Your objective:
Please output each entry exactly as it appears.

Saved data entries:
- Opening Delimiter -
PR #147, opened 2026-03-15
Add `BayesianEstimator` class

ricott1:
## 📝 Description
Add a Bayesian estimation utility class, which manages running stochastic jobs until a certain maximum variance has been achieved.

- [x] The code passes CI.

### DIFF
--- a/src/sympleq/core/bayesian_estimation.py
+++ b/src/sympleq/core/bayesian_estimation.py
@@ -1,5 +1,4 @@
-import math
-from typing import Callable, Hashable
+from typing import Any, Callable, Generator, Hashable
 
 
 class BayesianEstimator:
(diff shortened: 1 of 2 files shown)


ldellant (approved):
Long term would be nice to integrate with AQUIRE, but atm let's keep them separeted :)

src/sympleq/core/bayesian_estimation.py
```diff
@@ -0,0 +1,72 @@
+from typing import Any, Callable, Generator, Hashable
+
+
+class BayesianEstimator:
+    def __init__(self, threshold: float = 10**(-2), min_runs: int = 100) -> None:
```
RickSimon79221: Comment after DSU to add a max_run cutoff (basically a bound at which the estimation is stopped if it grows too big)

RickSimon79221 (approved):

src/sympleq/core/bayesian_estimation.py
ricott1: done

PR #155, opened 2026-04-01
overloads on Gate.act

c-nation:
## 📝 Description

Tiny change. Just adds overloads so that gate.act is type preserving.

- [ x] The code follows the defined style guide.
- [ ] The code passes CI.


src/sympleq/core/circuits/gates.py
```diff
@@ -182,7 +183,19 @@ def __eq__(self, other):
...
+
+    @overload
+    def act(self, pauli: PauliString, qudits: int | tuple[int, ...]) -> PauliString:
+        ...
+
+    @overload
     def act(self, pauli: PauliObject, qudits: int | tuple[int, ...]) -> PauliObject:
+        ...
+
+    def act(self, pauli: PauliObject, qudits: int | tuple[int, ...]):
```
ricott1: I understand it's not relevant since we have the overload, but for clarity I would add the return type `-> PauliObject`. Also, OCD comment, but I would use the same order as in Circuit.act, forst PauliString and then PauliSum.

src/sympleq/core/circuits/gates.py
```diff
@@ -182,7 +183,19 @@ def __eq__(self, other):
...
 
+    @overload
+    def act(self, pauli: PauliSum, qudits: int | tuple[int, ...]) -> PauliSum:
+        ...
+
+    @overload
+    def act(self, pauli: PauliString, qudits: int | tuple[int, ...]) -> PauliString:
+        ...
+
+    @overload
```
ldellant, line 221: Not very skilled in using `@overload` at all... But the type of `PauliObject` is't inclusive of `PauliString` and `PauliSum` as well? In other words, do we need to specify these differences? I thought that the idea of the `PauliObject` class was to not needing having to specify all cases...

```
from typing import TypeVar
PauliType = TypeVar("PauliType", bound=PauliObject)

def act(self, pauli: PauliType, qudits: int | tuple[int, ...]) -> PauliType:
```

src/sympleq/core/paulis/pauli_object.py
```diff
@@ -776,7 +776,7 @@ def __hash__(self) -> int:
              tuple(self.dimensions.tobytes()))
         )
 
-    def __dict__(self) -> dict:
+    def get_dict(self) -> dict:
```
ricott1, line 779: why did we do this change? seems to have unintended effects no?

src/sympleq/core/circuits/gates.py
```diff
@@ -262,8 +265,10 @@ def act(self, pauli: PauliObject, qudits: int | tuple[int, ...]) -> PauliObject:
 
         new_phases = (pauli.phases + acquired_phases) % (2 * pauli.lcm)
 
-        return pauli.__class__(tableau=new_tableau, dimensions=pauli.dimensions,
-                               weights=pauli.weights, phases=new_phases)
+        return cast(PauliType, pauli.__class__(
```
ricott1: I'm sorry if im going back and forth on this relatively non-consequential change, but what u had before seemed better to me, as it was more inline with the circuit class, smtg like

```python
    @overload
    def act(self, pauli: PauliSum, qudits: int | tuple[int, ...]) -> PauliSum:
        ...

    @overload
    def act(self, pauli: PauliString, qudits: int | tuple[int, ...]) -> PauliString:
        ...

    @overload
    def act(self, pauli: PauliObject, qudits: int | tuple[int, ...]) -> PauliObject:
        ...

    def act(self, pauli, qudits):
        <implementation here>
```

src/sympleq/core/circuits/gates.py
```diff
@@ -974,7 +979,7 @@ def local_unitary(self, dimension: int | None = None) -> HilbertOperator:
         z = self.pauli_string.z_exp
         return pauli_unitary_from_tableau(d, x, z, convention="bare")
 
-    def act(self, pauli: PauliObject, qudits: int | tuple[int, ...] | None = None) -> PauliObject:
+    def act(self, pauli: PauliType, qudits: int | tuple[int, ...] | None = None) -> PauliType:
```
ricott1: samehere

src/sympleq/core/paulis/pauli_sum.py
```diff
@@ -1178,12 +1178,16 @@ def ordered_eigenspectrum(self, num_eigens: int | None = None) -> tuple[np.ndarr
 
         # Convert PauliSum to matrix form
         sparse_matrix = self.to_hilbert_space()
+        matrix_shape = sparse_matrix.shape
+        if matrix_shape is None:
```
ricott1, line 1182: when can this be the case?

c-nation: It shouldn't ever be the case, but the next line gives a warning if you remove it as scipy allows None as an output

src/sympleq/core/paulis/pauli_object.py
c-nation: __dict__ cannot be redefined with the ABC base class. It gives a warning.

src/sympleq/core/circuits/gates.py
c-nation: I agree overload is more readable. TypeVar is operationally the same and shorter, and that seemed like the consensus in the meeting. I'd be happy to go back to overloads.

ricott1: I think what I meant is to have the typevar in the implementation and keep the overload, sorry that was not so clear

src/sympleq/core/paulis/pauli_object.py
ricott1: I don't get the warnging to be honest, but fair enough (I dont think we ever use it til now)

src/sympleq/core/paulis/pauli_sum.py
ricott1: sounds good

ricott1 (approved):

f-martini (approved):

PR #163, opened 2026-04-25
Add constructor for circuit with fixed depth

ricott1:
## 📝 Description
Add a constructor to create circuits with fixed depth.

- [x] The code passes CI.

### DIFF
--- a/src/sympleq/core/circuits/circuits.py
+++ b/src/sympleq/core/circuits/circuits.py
- Closing Delimiter -
Answer:
PR #147, opened 2026-03-15
Add `BayesianEstimator` class

ricott1:
## 📝 Description
Add a Bayesian estimation utility class, which manages running stochastic jobs until a certain maximum variance has been achieved.

- [x] The code passes CI.

### DIFF
--- a/src/sympleq/core/bayesian_estimation.py
+++ b/src/sympleq/core/bayesian_estimation.py
@@ -1,5 +1,4 @@
-import math
-from typing import Callable, Hashable
+from typing import Any, Callable, Generator, Hashable
 
 
 class BayesianEstimator:
(diff shortened: 1 of 2 files shown)


ldellant (approved):
Long term would be nice to integrate with AQUIRE, but atm let's keep them separeted :)

src/sympleq/core/bayesian_estimation.py
```diff
@@ -0,0 +1,72 @@
+from typing import Any, Callable, Generator, Hashable
+
+
+class BayesianEstimator:
+    def __init__(self, threshold: float = 10**(-2), min_runs: int = 100) -> None:
```
RickSimon79221: Comment after DSU to add a max_run cutoff (basically a bound at which the estimation is stopped if it grows too big)

RickSimon79221 (approved):

src/sympleq/core/bayesian_estimation.py
ricott1: done

PR #155, opened 2026-04-01
overloads on Gate.act

c-nation:
## 📝 Description

Tiny change. Just adds overloads so that gate.act is type preserving.

- [ x] The code follows the defined style guide.
- [ ] The code passes CI.


src/sympleq/core/circuits/gates.py
```diff
@@ -182,7 +183,19 @@ def __eq__(self, other):
...
+
+    @overload
+    def act(self, pauli: PauliString, qudits: int | tuple[int, ...]) -> PauliString:
+        ...
+
+    @overload
     def act(self, pauli: PauliObject, qudits: int | tuple[int, ...]) -> PauliObject:
+        ...
+
+    def act(self, pauli: PauliObject, qudits: int | tuple[int, ...]):
```
ricott1: I understand it's not relevant since we have the overload, but for clarity I would add the return type `-> PauliObject`. Also, OCD comment, but I would use the same order as in Circuit.act, forst PauliString and then PauliSum.

src/sympleq/core/circuits/gates.py
```diff
@@ -182,7 +183,19 @@ def __eq__(self, other):
...
 
+    @overload
+    def act(self, pauli: PauliSum, qudits: int | tuple[int, ...]) -> PauliSum:
+        ...
+
+    @overload
+    def act(self, pauli: PauliString, qudits: int | tuple[int, ...]) -> PauliString:
+        ...
+
+    @overload
```
ldellant, line 221: Not very skilled in using `@overload` at all... But the type of `PauliObject` is't inclusive of `PauliString` and `PauliSum` as well? In other words, do we need to specify these differences? I thought that the idea of the `PauliObject` class was to not needing having to specify all cases...

```
from typing import TypeVar
PauliType = TypeVar("PauliType", bound=PauliObject)

def act(self, pauli: PauliType, qudits: int | tuple[int, ...]) -> PauliType:
```

src/sympleq/core/paulis/pauli_object.py
```diff
@@ -776,7 +776,7 @@ def __hash__(self) -> int:
              tuple(self.dimensions.tobytes()))
         )
 
-    def __dict__(self) -> dict:
+    def get_dict(self) -> dict:
```
ricott1, line 779: why did we do this change? seems to have unintended effects no?

src/sympleq/core/circuits/gates.py
```diff
@@ -262,8 +265,10 @@ def act(self, pauli: PauliObject, qudits: int | tuple[int, ...]) -> PauliObject:
 
         new_phases = (pauli.phases + acquired_phases) % (2 * pauli.lcm)
 
-        return pauli.__class__(tableau=new_tableau, dimensions=pauli.dimensions,
-                               weights=pauli.weights, phases=new_phases)
+        return cast(PauliType, pauli.__class__(
```
ricott1: I'm sorry if im going back and forth on this relatively non-consequential change, but what u had before seemed better to me, as it was more inline with the circuit class, smtg like

```python
    @overload
    def act(self, pauli: PauliSum, qudits: int | tuple[int, ...]) -> PauliSum:
        ...

    @overload
    def act(self, pauli: PauliString, qudits: int | tuple[int, ...]) -> PauliString:
        ...

    @overload
    def act(self, pauli: PauliObject, qudits: int | tuple[int, ...]) -> PauliObject:
        ...

    def act(self, pauli, qudits):
        <implementation here>
```

src/sympleq/core/circuits/gates.py
```diff
@@ -974,7 +979,7 @@ def local_unitary(self, dimension: int | None = None) -> HilbertOperator:
         z = self.pauli_string.z_exp
         return pauli_unitary_from_tableau(d, x, z, convention="bare")
 
-    def act(self, pauli: PauliObject, qudits: int | tuple[int, ...] | None = None) -> PauliObject:
+    def act(self, pauli: PauliType, qudits: int | tuple[int, ...] | None = None) -> PauliType:
```
ricott1: samehere

src/sympleq/core/paulis/pauli_sum.py
```diff
@@ -1178,12 +1178,16 @@ def ordered_eigenspectrum(self, num_eigens: int | None = None) -> tuple[np.ndarr
 
         # Convert PauliSum to matrix form
         sparse_matrix = self.to_hilbert_space()
+        matrix_shape = sparse_matrix.shape
+        if matrix_shape is None:
```
ricott1, line 1182: when can this be the case?

c-nation: It shouldn't ever be the case, but the next line gives a warning if you remove it as scipy allows None as an output

src/sympleq/core/paulis/pauli_object.py
c-nation: __dict__ cannot be redefined with the ABC base class. It gives a warning.

src/sympleq/core/circuits/gates.py
c-nation: I agree overload is more readable. TypeVar is operationally the same and shorter, and that seemed like the consensus in the meeting. I'd be happy to go back to overloads.

ricott1: I think what I meant is to have the typevar in the implementation and keep the overload, sorry that was not so clear

src/sympleq/core/paulis/pauli_object.py
ricott1: I don't get the warnging to be honest, but fair enough (I dont think we ever use it til now)

src/sympleq/core/paulis/pauli_sum.py
ricott1: sounds good

ricott1 (approved):

f-martini (approved):

PR #163, opened 2026-04-25
Add constructor for circuit with fixed depth

ricott1:
## 📝 Description
Add a constructor to create circuits with fixed depth.

- [x] The code passes CI.

### DIFF
--- a/src/sympleq/core/circuits/circuits.py
+++ b/src/sympleq/core/circuits/circuits.py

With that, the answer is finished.